> **DIRECTIONS FOR THIS TASK**
Within the records below, how many lines contain "DocumentEditor"? The answer is that number alone.

> **THE RECORDS**
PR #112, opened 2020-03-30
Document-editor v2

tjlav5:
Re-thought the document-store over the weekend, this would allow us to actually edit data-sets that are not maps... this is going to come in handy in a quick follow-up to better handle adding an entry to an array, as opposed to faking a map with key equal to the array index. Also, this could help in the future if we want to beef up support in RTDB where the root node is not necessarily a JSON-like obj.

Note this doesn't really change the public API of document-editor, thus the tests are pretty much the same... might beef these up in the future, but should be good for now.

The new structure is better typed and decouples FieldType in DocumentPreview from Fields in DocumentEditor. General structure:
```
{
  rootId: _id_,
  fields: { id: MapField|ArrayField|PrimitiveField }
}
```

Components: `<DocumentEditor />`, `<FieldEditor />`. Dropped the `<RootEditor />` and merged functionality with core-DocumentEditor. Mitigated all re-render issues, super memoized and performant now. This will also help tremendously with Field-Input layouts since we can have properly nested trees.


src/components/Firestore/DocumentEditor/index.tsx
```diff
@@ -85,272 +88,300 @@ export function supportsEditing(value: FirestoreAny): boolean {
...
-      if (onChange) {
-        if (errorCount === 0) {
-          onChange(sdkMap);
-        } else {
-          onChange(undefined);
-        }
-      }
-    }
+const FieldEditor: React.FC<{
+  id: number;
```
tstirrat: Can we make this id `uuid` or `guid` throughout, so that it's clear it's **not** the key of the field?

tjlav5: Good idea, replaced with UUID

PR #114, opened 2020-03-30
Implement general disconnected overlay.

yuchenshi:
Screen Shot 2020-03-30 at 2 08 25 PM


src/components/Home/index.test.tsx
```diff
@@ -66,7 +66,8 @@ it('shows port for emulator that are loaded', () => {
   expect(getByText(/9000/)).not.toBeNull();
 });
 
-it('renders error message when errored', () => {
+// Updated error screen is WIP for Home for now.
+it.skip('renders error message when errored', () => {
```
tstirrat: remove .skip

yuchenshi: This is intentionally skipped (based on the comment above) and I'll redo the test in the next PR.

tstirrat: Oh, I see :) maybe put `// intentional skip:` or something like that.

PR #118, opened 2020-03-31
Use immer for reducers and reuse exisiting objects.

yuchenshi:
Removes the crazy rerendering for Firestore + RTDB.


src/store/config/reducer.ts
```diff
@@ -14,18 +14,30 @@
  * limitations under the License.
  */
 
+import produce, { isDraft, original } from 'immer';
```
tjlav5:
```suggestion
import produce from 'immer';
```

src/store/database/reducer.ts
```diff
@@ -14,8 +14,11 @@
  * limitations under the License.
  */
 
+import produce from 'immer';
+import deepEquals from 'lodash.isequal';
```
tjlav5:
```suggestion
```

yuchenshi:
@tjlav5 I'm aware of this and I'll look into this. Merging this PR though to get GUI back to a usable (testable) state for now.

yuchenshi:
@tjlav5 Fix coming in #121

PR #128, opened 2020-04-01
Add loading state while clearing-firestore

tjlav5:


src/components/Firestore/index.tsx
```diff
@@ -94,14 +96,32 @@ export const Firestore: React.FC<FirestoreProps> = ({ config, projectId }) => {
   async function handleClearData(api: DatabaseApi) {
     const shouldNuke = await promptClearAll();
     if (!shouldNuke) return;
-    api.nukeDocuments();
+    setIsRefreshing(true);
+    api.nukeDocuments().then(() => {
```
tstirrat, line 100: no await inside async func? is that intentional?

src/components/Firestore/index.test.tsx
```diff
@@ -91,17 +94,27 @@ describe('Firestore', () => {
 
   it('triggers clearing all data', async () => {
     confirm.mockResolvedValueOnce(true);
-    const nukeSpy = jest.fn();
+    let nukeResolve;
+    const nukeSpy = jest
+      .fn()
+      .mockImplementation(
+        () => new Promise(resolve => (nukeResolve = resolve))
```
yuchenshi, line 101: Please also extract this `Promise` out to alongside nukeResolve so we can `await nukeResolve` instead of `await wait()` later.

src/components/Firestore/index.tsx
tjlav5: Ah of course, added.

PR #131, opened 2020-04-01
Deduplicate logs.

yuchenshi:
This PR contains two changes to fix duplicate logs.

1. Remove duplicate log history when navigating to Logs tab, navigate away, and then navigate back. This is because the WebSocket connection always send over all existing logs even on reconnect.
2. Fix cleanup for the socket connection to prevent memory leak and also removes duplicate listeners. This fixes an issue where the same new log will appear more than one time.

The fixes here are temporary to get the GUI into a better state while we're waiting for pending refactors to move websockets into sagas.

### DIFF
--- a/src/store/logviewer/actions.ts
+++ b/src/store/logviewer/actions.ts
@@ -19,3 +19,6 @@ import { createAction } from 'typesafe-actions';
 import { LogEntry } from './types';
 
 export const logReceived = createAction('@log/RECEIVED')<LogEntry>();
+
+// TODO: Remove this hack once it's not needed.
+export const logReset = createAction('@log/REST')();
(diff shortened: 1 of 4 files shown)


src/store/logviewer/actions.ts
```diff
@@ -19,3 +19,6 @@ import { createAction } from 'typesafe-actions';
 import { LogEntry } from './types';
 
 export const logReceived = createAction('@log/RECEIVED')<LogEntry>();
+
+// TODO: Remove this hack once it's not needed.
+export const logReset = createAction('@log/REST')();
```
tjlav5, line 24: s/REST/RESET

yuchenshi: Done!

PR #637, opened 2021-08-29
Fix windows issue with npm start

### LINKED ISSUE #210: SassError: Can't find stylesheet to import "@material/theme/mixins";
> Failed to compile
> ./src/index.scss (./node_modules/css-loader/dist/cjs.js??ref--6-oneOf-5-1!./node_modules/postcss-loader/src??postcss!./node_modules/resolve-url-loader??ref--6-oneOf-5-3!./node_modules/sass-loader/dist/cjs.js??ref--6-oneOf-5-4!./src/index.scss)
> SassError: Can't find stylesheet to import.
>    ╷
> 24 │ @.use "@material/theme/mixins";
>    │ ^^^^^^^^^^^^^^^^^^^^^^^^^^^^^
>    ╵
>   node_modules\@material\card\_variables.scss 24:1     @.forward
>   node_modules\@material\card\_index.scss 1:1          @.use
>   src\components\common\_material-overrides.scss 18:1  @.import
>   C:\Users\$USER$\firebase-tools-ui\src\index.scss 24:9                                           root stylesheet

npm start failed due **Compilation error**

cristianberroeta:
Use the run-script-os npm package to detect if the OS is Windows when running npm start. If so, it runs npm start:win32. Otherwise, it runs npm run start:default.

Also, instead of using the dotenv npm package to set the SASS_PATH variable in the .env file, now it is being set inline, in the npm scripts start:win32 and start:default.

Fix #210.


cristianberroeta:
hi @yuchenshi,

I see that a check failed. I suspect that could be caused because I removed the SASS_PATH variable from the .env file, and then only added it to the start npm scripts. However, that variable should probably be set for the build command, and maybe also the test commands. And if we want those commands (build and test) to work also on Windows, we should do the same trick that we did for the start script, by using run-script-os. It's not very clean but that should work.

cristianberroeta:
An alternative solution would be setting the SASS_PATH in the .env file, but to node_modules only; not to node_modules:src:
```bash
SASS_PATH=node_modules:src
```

> **TASK OUTPUT**
3